==== ENTRIES SHOWN ====
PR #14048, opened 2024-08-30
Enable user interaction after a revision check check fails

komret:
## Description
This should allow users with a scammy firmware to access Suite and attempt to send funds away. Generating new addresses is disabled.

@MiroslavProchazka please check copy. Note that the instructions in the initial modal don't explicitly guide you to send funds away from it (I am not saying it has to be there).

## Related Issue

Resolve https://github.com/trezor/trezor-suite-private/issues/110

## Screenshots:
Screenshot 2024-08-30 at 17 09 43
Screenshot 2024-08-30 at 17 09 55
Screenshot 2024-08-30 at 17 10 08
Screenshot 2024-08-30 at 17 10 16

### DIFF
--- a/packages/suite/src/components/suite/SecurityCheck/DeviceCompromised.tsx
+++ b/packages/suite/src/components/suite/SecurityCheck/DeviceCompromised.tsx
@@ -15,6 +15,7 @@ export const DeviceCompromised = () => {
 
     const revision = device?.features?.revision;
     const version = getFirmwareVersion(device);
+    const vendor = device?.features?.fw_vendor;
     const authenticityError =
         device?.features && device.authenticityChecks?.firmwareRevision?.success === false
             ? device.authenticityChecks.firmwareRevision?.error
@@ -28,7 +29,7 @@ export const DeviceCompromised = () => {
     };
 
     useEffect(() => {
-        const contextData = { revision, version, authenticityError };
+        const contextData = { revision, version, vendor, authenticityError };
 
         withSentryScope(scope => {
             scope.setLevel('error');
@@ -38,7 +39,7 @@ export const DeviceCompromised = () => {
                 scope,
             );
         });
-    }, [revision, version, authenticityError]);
====
==== ENTRIES SHOWN ====
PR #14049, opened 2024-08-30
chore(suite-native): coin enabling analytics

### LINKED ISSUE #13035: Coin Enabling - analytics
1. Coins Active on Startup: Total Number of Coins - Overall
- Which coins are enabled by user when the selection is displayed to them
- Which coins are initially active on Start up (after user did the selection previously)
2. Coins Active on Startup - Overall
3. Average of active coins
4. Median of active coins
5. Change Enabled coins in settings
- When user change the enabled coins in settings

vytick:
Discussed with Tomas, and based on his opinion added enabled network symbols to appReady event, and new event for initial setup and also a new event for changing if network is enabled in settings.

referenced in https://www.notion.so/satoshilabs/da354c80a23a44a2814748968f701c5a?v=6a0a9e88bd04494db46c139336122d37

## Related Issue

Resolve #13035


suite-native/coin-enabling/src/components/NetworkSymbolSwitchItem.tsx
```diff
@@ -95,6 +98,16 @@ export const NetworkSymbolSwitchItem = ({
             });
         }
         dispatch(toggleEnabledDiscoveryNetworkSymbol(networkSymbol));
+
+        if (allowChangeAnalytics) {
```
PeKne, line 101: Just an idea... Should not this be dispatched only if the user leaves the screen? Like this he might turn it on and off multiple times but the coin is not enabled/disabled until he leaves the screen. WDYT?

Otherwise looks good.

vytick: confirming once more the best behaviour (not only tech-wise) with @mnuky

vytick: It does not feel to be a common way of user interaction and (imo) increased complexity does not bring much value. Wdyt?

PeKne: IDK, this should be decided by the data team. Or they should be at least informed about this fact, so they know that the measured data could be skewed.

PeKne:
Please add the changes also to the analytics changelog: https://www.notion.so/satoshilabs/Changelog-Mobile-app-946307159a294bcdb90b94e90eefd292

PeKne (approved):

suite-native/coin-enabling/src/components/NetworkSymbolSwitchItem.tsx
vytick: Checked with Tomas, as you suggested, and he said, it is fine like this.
====
* _AIM OF THE EXERCISE_: Look above for the line holding "PR #14048, opened 2024-08-30", then set down exactly that line and every line after it up to and including the line holding "[revision, version, authenticityError]);", with nothing else.

* _RESPONSE AREA_:
PR #14048, opened 2024-08-30
Enable user interaction after a revision check check fails

komret:
## Description
This should allow users with a scammy firmware to access Suite and attempt to send funds away. Generating new addresses is disabled.

@MiroslavProchazka please check copy. Note that the instructions in the initial modal don't explicitly guide you to send funds away from it (I am not saying it has to be there).

## Related Issue

Resolve https://github.com/trezor/trezor-suite-private/issues/110

## Screenshots:
Screenshot 2024-08-30 at 17 09 43
Screenshot 2024-08-30 at 17 09 55
Screenshot 2024-08-30 at 17 10 08
Screenshot 2024-08-30 at 17 10 16

### DIFF
--- a/packages/suite/src/components/suite/SecurityCheck/DeviceCompromised.tsx
+++ b/packages/suite/src/components/suite/SecurityCheck/DeviceCompromised.tsx
@@ -15,6 +15,7 @@ export const DeviceCompromised = () => {
 
     const revision = device?.features?.revision;
     const version = getFirmwareVersion(device);
+    const vendor = device?.features?.fw_vendor;
     const authenticityError =
         device?.features && device.authenticityChecks?.firmwareRevision?.success === false
             ? device.authenticityChecks.firmwareRevision?.error
@@ -28,7 +29,7 @@ export const DeviceCompromised = () => {
     };
 
     useEffect(() => {
-        const contextData = { revision, version, authenticityError };
+        const contextData = { revision, version, vendor, authenticityError };
 
         withSentryScope(scope => {
             scope.setLevel('error');
@@ -38,7 +39,7 @@ export const DeviceCompromised = () => {
                 scope,
             );
         });
-    }, [revision, version, authenticityError]);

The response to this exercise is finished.